We are given that the half-life of Bromine-82 is \(1.0 \times 10^3\) minutes. We can use this information to calculate the decay constant 'λ' using the following formula: \[t_{1/2} = \frac{\ln 2}{\lambda}\] Rearranging for λ, we get: \[\lambda = \frac{\ln 2}{t_{1/2}}\] Plug in the values: \[\lambda = \frac{\ln 2}{1.0 \times 10^3 \, \text{min}}\]

The delivery time is given as 3.0 days, we need to convert this into minutes. \[\text{Delivery time} = 3.0 \, \text{days} \times \frac{24 \, \text{hours}}{1 \, \text{day}} \times \frac{60 \, \text{min}}{1 \, \text{hour}} = 4320 \, \text{min}\]

Using the decay equation, we can find the initial mass of Bromine-82 by considering its final mass after 3 days. \[N_t = N_0 e^{-\lambda t}\] We want to find \(N_0\). Rearranging for \(N_0\), we get: \[N_0 = \frac{N_t}{e^{-\lambda t}}\] Now, plug in the values for \(N_t\), \(t\), and the decay constant λ that we calculated in Step 1: \[N_0 = \frac{1.0 \, \text{g}}{e^{-\frac{\ln 2}{1.0 \times 10^3 \, \text{min}} \times 4320 \, \text{min}}}\]
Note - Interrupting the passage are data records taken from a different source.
Issue #1152, opened 2019-09-20
Design feedback: Project Home Page


beckyrother:
- [x] When a project does not have an active workflow, show a [disabled button](https://projects.invisionapp.com/d/main#/projects/prototypes/12923997/assets/77727637) rather than nothing (#1150)

- [x] All buttons need hover states (#1188, #1204)

- [x] Add spacing between multiple workflow buttons (#1170)

- [x] Hero component always min-height 545px. Classify + buttons should align to the bottom, while the title and description should align to the top. (#1171)

- [x] Recent subjects 270x200, crop images from the center at the longest side. This is how the current Recents widget handles images, and should be continued: For both consistency across projects and in consideration of smaller screen sizes. 

- [x] Dark theme toggle feels awkward. Can all the module boxes line up with the right side of the Recents module, so there's a consistent edge on the right side, even if it's different to the edge on the left side, see [The Atlantic](https://www.theatlantic.com/entertainment/archive/2019/09/blink-182-nine-album-review-wistful-and-catchy/598420/) for a cool iteration of this. (#1186)

- [x] What did we decide about the progress bars on the individual workflow buttons? https://zooniverse.slack.com/archives/C0Z7YNTSL/p1554151344033200 Is I think where we landed? Should still figure out something for times when a hover isn't possible. Happy to talk about this more. (#1151, #1204)

***Small Screens / mobile***

- [x] Hero component should always be 230px tall. The PH: TESS project is very tall and on some browsers and devices only the image will appear before scrolling. (#1155)

- [x] Recents – move pagination dots to underneath subject image; they are not currently visible on top of the image.

eatyourgreens:
Recents are using a [Grommet Carousel](https://v2.grommet.io/carousel) on small screens, which made them easy to set up but doesn't give us much control over how the controls are displayed. I have the pagination turned off in the code, but that option isn't supported by the version of Grommet that we're using.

Now that we have the initial mass of \(^{82}\mathrm{Br}\), we can calculate the mass of NaBr required. We will use the molar masses of Na (22.99 g/mol) and \(^{82}\mathrm{Br}\) (81.92 g/mol). The mass ratio of Na and \(^{82}\mathrm{Br}\) in NaBr can be determined as follows: \[\text{Mass ratio} = \frac{\text{Molar mass of Na}}{\text{Molar mass of } ^{82}\mathrm{Br}} = \frac{22.99 \, \text{g/mol}}{81.92 \, \text{g/mol}}\] So, the mass of NaBr needed can be calculated by multiplying the initial mass of \(^{82}\mathrm{Br}\) with the mass ratio: \[\text{Mass of NaBr} = N_0 \times \text{Mass ratio} = \frac{1.0 \, \text{g}}{e^{-\frac{\ln 2}{1.0 \times 10^3 \,\text{min}} \times 4320 \, \text{min}}} \times \frac{22.99 \, \text{g/mol}}{81.92 \, \text{g/mol}}\] Finally, compute the mass of NaBr needed to obtain 1.0 g \(^{82}\mathrm{Br}\).